> [DIRECTIONS]:
Quote exactly and only this range of lines in the data below: the line that holds "PR #37, opened 2026-04-08" to the line that holds "in Swagger UI.", both included.
------ RECORDS SUPPLIED ------
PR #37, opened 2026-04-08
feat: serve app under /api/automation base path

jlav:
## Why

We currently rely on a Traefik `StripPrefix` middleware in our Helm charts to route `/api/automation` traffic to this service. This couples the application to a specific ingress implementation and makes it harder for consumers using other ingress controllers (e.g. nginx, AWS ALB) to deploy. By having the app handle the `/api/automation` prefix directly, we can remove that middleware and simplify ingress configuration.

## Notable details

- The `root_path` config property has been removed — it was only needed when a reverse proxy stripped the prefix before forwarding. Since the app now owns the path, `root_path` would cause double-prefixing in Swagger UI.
------
------ RECORDS SUPPLIED ------
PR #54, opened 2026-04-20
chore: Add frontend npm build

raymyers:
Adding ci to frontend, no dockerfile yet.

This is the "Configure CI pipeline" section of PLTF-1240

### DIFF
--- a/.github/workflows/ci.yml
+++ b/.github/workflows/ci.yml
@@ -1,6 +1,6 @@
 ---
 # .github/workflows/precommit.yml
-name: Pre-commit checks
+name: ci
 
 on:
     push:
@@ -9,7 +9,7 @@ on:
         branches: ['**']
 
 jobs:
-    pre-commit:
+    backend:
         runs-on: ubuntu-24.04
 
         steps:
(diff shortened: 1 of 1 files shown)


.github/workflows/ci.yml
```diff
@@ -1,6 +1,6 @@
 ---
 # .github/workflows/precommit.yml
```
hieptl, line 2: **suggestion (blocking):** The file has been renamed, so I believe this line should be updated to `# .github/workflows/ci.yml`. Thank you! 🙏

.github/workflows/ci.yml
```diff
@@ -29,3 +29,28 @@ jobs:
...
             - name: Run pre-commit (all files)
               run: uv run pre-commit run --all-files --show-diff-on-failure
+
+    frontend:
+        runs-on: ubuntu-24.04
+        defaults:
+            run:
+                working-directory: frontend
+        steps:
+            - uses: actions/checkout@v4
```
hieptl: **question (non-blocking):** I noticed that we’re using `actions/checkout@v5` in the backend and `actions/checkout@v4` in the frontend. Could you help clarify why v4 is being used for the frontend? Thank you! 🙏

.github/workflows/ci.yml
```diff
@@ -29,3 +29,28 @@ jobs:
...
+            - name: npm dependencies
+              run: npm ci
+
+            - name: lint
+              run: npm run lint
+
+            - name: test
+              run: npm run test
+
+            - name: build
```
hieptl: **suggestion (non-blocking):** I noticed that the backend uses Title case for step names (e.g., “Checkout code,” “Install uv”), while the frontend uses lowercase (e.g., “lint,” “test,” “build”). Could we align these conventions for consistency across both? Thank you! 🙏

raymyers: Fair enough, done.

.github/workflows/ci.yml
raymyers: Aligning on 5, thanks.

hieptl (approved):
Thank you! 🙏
------
> [SOLUTION FOR THIS EXERCISE]:
PR #37, opened 2026-04-08
feat: serve app under /api/automation base path

jlav:
## Why

We currently rely on a Traefik `StripPrefix` middleware in our Helm charts to route `/api/automation` traffic to this service. This couples the application to a specific ingress implementation and makes it harder for consumers using other ingress controllers (e.g. nginx, AWS ALB) to deploy. By having the app handle the `/api/automation` prefix directly, we can remove that middleware and simplify ingress configuration.

## Notable details

- The `root_path` config property has been removed — it was only needed when a reverse proxy stripped the prefix before forwarding. Since the app now owns the path, `root_path` would cause double-prefixing in Swagger UI.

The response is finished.